• Task instructions: What lines in the entries below contain the word "drawbacks"? Copy all of them.

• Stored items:
Issue #699, opened 2016-08-19
Cancel query if user cancels request


begriffs:
@NikolayS described a nightmarish situation where he accidentally sent a DELETE request to a route with no filters, causing PostgREST to start deleting all rows of the table. After a few seconds he realized it and killed the http request, but the query kept on running.

I think we could use [setOnClose](https://hackage.haskell.org/package/warp-3.2.8/docs/Network-Wai-Handler-Warp.html#v:setOnClose) to detect this situation and roll back the current transaction. Not sure about the details of sharing the connection between what might be multiple threads.

steve-chavez:
While reading about the pg protocol, I've noticed that [Canceling Requests in Progress](https://www.postgresql.org/docs/current/protocol-flow.html#id-1.10.5.7.9) is possible.

As a side note, protecting from an PATCH/DELETE with no filters has been such a common need(and for all endpoints) for such a long time that I'm wondering why shouldn't we offer a config option that does exactly that.

PUT already has a [safeguard](https://github.com/PostgREST/postgrest/blob/eed0d3a66c48f7fec8d3b31708aa8be6f7bbc0be/src/PostgREST/App.hs#L248-L256), we could do the same for PATCH/DELETE.

The configs can be like:

- `db-protect-update`
- `db-protect-delete`

They would enforce the presence of a filter for PATCH/DELETE to succeed.

The options would be false by default. That's in case users want to handle that at the db level with [pg-safeupdate](https://github.com/eradman/pg-safeupdate).

bmillwood:
Just to mention, I'd definitely prefer the version where the underlying query gets cancelled. I occasionally accidentally ask my postgrest server for a query that will return some astronomical number of rows and take several minutes to process. When it doesn't load immediately, I notice my mistake and try to close the window, but by then it's too late.

steve-chavez:
The implementation of cancel is a bit complicated as mentioned [here](https://stackoverflow.com/a/18248218/4692662)(also might be unreliable according to [this](https://deno.land/x/postgresjs@v3.2.4#canceling-queries-in-progress)).

Right now we have the [max rows hard limit](https://postgrest.org/en/stable/configuration.html#db-max-rows), but maybe we can add a soft limit config with a default(like 1000) since it's almost never good to have such bulky responses at the API level. @bmillwood WDYT?

bmillwood:
I think for now don't do that on my account :) I can always fix my queries so they have inbuilt limits instead.

[...]

Issue #1661, opened 2020-11-21
Expose raw body in request


nathancahill:
It would be useful to expose the raw body of a request the same way that headers are exposed:

```python
current_setting('request.header.x', true);
```

Maybe:

```python
current_setting('request.body', true);
```

Useful for verifying signed payloads.

alexStrickner00:
I was also just looking for a possibility to get the request body in a pre-request function.

wolfgangwalther:
> It would be useful to expose the raw body of a request the same way that headers are exposed:

I'm not sure this is a good idea. GUCs are already a bit abused by us and are not really meant to be used that way. Putting potentially huge request bodies with possibly binary data in there, doesn't sound like a good idea. Plus there would need to be an opt-out.

> I was also just looking for a possibility to get the request body in a pre-request function.

But this is something that I could see happening.

What about:
- if the pre_request function is defined without arguments, don't pass the body
- it the pre_request function has a json argument, pass the json body (in some cases this is the raw body, in other cases this is transformed to json from some of the other types, like csv, form-data or the query string for RPCs)
- if the pre_request function has a text (or better bytea?) argument, pass the raw request body without any changes

This would have opt-in included.

Would something like this solve your use-case, @nathancahill, as well?

I can easily see this extended to allow the pre-request function to `RETURN json` as well. This would even allow some sort of transformation on the input before it is passed to the query. In this case the pre_request function would have to be called in the main query, instead of in the `SET LOCAL` part.

nathancahill:
That would be fantastic, much better than adding it to GUCs.

alexStrickner00:
>What about:
 >   if the pre_request function is defined without arguments, don't pass the body
 >   it the pre_request function has a json argument, pass the json body (in some cases this is the raw body, in other cases this is transformed to json from some of the other types, like csv, form-data or the query string for RPCs)
  >  if the pre_request function has a text (or better bytea?) argument, pass the raw request body without any changes

That would be an optimal solution for my usecase. 👍

steve-chavez:
@wolfgangwalther The `pre-request` can also be used for things like changing the `role` and considering https://github.com/PostgREST/postgrest/pull/1600#issuecomment-741894511 we'd need the `pre-request` to be called before the query right?

So maybe we should use a different function for this case, maybe a `pre-body`.

wolfgangwalther:
[...]

PR #1710, opened 2020-12-28
feat: add request.param guc

steve-chavez:
As discussed on https://github.com/PostgREST/postgrest/issues/915#issuecomment-744736038. This adds the `request.param` GUC.

This is the draft implementation. Not efficient because it leads to a lot of new prepared statements(no reuse).
Each query param `?select=id,name&id=eq.1&name=eq.project&order=id` will get its own parameter:

```sql
select 
  set_config('request.param.id', $1, true),
  set_config('request.param.name', $2, true),
  set_config('request.param.select', $3, true),
  set_config('request.param.order', $4, true);
```

### Ideas

- Convert all the query parameters to a single json, like mentioned in https://github.com/PostgREST/postgrest/pull/1600#issuecomment-738232201. Would lead to reusing prepared statements.
- How about having a single GUC for the filters only?
  - It can be like `request.param.filters`. This would be a JSON object: `{"id": "eq.1", "name": "eq.project"}`. There wouldn't be a `request.param.id` or `request.param.name`.
  - With this we could disable update/delete with no filters globally by using `pre-request`. It'd be easier to validate that filters are present by having them on a single json.

  ```sql
  create or replace function update_delete_restrictions() returns void as $$
  declare
    req_filters text = nullif(current_setting('request.param.filters', true), '{}');
    req_method text = current_setting('request.method', true);
  begin
  if req_method similar to 'PATCH|DELETE' and req_filters is null then
    RAISE EXCEPTION 'UPDATE or DELETE is not allowed without filters'
    USING HINT = 'Add filters to the request';
  end if;
  end $$ language plpgsql;
  ```
  (this would be more flexible than doing it as config option as proposed on https://github.com/PostgREST/postgrest/issues/699#issuecomment-716266488)

### DIFF
--- a/src/PostgREST/ApiRequest.hs
+++ b/src/PostgREST/ApiRequest.hs
@@ -129,6 +129,7 @@ data ApiRequest = ApiRequest {
   , iMethod               :: ByteString                       -- ^ Raw request method
   , iProfile              :: Maybe Schema                     -- ^ The request profile for enabling use of multiple schemas. Follows the spec in hhttps://www.w3.org/TR/dx-prof-conneg/ttps://www.w3.org/TR/dx-prof-conneg/.
   , iSchema               :: Schema                           -- ^ The request schema. Can vary depending on iProfile.
+  , iParams               :: [(Text, Text)]                   -- ^ All request params
   }
 
 -- | Examines HTTP request and translates it into user intent.
@@ -177,6 +178,7 @@ userApiRequest confSchemas rootSpec dbStructure req reqBody
       , iMethod = method
       , iProfile = profile
       , iSchema = schema
+      , iParams = second (toS . fromMaybe mempty) <$> qParams
       }
  where
   -- queryString with '+' converted to ' '(space)
--- a/src/PostgREST/Middleware.hs
+++ b/src/PostgREST/Middleware.hs
@@ -49,13 +49,14 @@ runPgLocals :: AppConfig   -> M.HashMap Text JSON.Value ->
                ApiRequest  -> H.Transaction Response
 runPgLocals conf claims app req = do
   H.statement mempty $ H.dynamicallyParameterized
-    ("select " <> intercalateSnippet ", " (searchPathSql : roleSql ++ claimsSql ++ [methodSql, pathSql] ++ headersSql ++ cookiesSql ++ appSettingsSql))
+    ("select " <> intercalateSnippet ", " (searchPathSql : roleSql ++ claimsSql ++ [methodSql, pathSql] ++ headersSql ++ cookiesSql ++ paramsSql ++ appSettingsSql))
     HD.noResult (configDbPreparedStatements conf)
   traverse_ H.sql preReqSql
   app req
   where
     methodSql = setConfigLocal mempty ("request.method", toS $ iMethod req)
     pathSql = setConfigLocal mempty ("request.path", toS $ iPath req)
+    paramsSql = setConfigLocal "request.param." <$> iParams req
     headersSql = setConfigLocal "request.header." <$> iHeaders req
     cookiesSql = setConfigLocal "request.cookie." <$> iCookies req
     claimsWithRole =


wolfgangwalther:
Hm. I'm not entirely convinced that I would want to have all the request params set as GUCs. Every GUC has a performance penalty when setting it: I remember from the SQL tests with did with the `SET LOCAL` stuff - the number of gucs had a linear impact on the query time. There is no way to opt out of this.

> It'd be easier to validate that filters are present by having them on a single json.

I agree with that.

---

Taking a step back for a moment I wonder whether we can design something that would allow me to opt-in for all kind of `request.` GUCs, but have nothing as the default - for the best-performing case.

What if we did:
- remove all `set_config` except `role` and `search_path`.
- pass those settings in to hook functions we have (currently only `db-pre-request`, but might become more, see https://github.com/PostgREST/postgrest/issues/1661#issuecomment-743388070).
- make it optional by using named arguments on those hooks, similar to how fixtures work with pytest.

Example:
```sql
CREATE FUNCTION my_pre_request(method TEXT, filters JSON) RETURNS void
LANGUAGE plpgsql AS $$
  ... similar to the function in the opening post ...
$$; 
```

Here, we would parse the function definition together with the schema cache and would then know which arguments we need to pass in.
We could easily add an example pre-request function that uses `set_config` to restore current behaviour to `postgrest-contrib`.

This would have the advantage that we could choose which variables to pass / set and could leave a big chunk out in most cases - improving performance.

We would still only need one round-trip to the database, it should not perform worse.

---

Thinking more about the naming of arguments, we could support something like a json path in those, to be able to select only a sub-key:

```sql
CREATE FUNCTION my_pre_request("headers.my_custom_header" TEXT, filters JSON)
```
This would provide all filters, but only one of the headers.

steve-chavez:
> pass those settings in to hook functions we have (currently only db-pre-request)
> make it optional by using named arguments on those hooks, similar to how fixtures work with pytest.

Defining the gucs in pre-request seems interesting.

A drawback is that if you only want to use restricted views or tables(https://github.com/PostgREST/postgrest/issues/915#issuecomment-744736038), you'd have to define the gucs on pre-request as well, which makes the feature more complicated to use. Ideally one would only touch pre-request for the global cases.

An advantage is that it could allow more GUCs per endpoint and it would not be a global config like we could do on the config file.

Not opposed to the idea, need to have more thought about it.

---

Other stuff that could be interesting for this feature: 

- `request.param.filters.indexed`(json): with this we could reject all requests that don't use at least one indexed filter. We'd have to get INDEXes into our schema cache for this.
- `request.param.distinct` and `request.param.group_by`: if we expose `distinct` and `group by` as discussed on #915, these two would allow to globally disallow them(would solve https://github.com/PostgREST/postgrest/issues/915#issuecomment-744759089) or enable them per endpoint.

steve-chavez:
### New idea for filter restrictions

How about this.

If we (ab)use our in-db config for defining restrictions, we could make them static checks that **don't have to hit the database**.

Example:

```sql
CREATE TABLE clients(
  id int
, name text
);

-- assuming our postgrest-contrib in place
SELECT pgrst.restrict_filter('clients', 'id');
```

Then a request that doesn't include a filter on `id` will get rejected as:

```http
GET /clients

HTTP/1.1 403 Forbidden
{"hint":null,"details":null, "code": null, "message":"id filter must be present"}
```

To make that work, the `pgrst.restrict_filter(..)` would be translated to:

```sql
ALTER ROLE pgrst_authenticator SET parameters_restrictions = $$
{
  "clients": "id"
}
$$;

-- or to a config file as
parameters-restrictions = '{"clients": "id"}'
```

### Advantages

- We don't have to add GUCs to every request.
- As a I mentioned above, we can reject the request at the postgrest level, it doesn't have to hit the db. It would be similar to how we reject non-existent embeds.
- We could use this mechanism not only for tables/views but also for set returning functions.
```sql
SELECT pgrst.restrict_filter('rpc/get_clients', 'id');
```
- Restricting PATCH/DELETE without filters could also be done in a similar manner.
```sql
SELECT pgrst.restrict_method('clients', '{PATCH,DELETE}', '{id,name}');
-- only allow patch/delete if id or name filters are present.
```
- Though the functions interface is not yet defined, this could also aid in allowing them in this way:

```sql
SELECT pgrst.allow_function('clients', 'avg(salary)');
```
 
(Just an idea, the functions form could use more work)

---

@wolfgangwalther What do you think? Do you see any drawbacks with this approach?

wolfgangwalther:
> If we (ab)use our in-db config for defining restrictions, we could make them static checks that **don't have to hit the database**.
> ### Advantages
> * We don't have to add GUCs to every request.
> * As a I mentioned above, we can reject the request at the postgrest level, it doesn't have to hit the db. It would be similar to how we reject non-existent embeds.
> * We could use this mechanism not only for tables/views but also for set returning functions.
> * Restricting PATCH/DELETE without filters could also be done in a similar manner.
> * Allow/deny operators (someone asked for this before on gitter, only choice was proxy)
> * Enable group by/distinct globally or per route
>
> @wolfgangwalther What do you think? Do you see any drawbacks with this approach?

Hm. My first reaction was: Why not do that at the proxy-level? This seems out of scope for PostgREST.

But giving it further thought... I actually like it. When discussing all the content negotiation stuff with `Accept` headers etc., I briefly had the idea of improving our current "router" situation. Right now we basically have a very basic router hardcoded: It just takes the route, maps it to a table or RPC name and then does a little bit of magic with the `Accept` header.

We could implement this in a much more generic and flexible way. And then we could load additional config per route the kind of checks you mention. I'm not sure about using all kinds of GUCs / config options for those kind of settings, though. Maybe we should just have a `db-router-config` setting that takes a table name. This table would have to follow a predefined schema and would hold all kind of those settings you mentioned above.

steve-chavez:
> Why not do that at the proxy-level? This seems out of scope for PostgREST.

Yeah, the line that separated proxy and PostgREST has blurred out with time. Even the previous GUC `request.param` proposal or the whole discussion at https://github.com/PostgREST/postgrest/issues/915#issuecomment-744736038 would be meaningless if we decide to do in the proxy(which we can). But that would keep us from evolving and adding features that are valuable.

Also, we're already a proxy for pg as well, after all we reject some requests(invalid http method, invalid jwt, etc) without touching pg.

Additionally, doing REST restrictions with our functions seems superior to doing it inside RLS or a security-barrier-like condition on views. They're a PostgREST concern after all, they should be stored in our config.

> I briefly had the idea of improving our current "router" situation
> Maybe we should just have a db-router-config setting that takes a table name.

Sounds interesting! But I think we should keep the design that `authenticator` doesn't need a privilege over a table or usage over a schema. So perhaps we should keep doing it in our config(as a JSON field), or maybe later on a table inside our extension.

wolfgangwalther:
> > I briefly had the idea of improving our current "router" situation
> > Maybe we should just have a db-router-config setting that takes a table name.
> 
> Sounds interesting! But I think we should keep the design that `authenticator` doesn't need a privilege over a table or usage over a schema. So perhaps we should keep doing it in our config(as a JSON field), or maybe later on a table inside our extension.

Hm. The table approach is kind of a hack to achieve the same thing as schema variables would do. For schema variables, we'd need to have privileges, too. Yes, I was thinking about putting it in our extension. This idea was mainly targeted at cloud-based users, who can't use GUC-based configuration. Maybe we can even extend this idea:

How about making `db-config` take either a boolean or a string? The meaning of boolean would still be the same. If it's set to a string, this is the schema qualified name of a table, that the authenticator user needs access to. This table can be a simple key/value store of all those config options that we are reading from GUCs right now. This would basically replace the GUC loading with table-loading. This would allow all cloud-based users to still maintain their config in the database.

---

In any case, I agree with keeping the filter settings you mentioned above in a single `JSON` map. This would allow the following generalization of our "routing".

We could create some types roughly along the lines of:

```haskell
-- maps a list of path segments to a route configuration
type Router = M.Map [Text] Route

data Route = Route {
  rtTarget :: Target,
  -- ... other settings
  rtAllowedMethods :: [Method],
  rtAllowedOperators :: [Operator],
  rtAllowAggregation :: Boolean,
  rtAllowedFunctions :: [Text],
  rtRequiredFilters :: [Text]
}
```

(Those types need to be adjusted to properly allow function overloading for RPCs, but the general idea would be the same.)

When parsing the request, we would match this to one of the routes. This would imply, that we can't respond to any unknown routes anymore. I remember we discussed this elsewhere already, though.

The default values for each route are generated from the schema cache. And then we add the json config option mentioned above (e.g. `router-overlay`) on top of the whole `Router` structure. This would allow us to override some of those values selectively. With some helper functions as mentioned above, this could be easily managed. In the future this could also allow much more customization, e.g. moving target tables/views/rpcs to completely different paths, etc.

wolfgangwalther:
Maybe `wai-routing` can be of help here, too. I didn't fully read it, yet, but it sounds like those preconditions could be checked with it: https://hackage.haskell.org/package/wai-routing-0.3/docs/Network-Wai-Routing-Tutorial.html.

steve-chavez:
> Every GUC has a performance penalty when setting it: I remember from the SQL tests with did with the SET LOCAL stuff - the number of gucs had a linear impact on the query time

The above is still true. However now that we use a [single json for our GUCs](https://postgrest.org/en/stable/api.html#accessing-request-headers-cookies-and-jwt-claims), `request.params` would have a lesser impact.

steve-chavez:
The [above ideas](https://github.com/PostgREST/postgrest/pull/1710#issuecomment-808788905) could also be done with a SECURITY LABEL extension, like discussed on https://github.com/PostgREST/postgrest/issues/2442#issuecomment-1228812319

rdlrt:
The option to be able to access limit/offset - even if not other columns (controlled via config) - also helps us build RPCs that can artificially use custom pagination techniques (for my use case, currently modifying RPC to view works , combed with haproxy URL redirection for consistency - but would be nice to have a more consistent option as we predominantly rely on /rpc => /api map - which works for 80% of endpoints - except cases when RPC are not ideal - for being able to leverage keyset pagination)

• Exercise solution:
@wolfgangwalther What do you think? Do you see any drawbacks with this approach?
> @wolfgangwalther What do you think? Do you see any drawbacks with this approach?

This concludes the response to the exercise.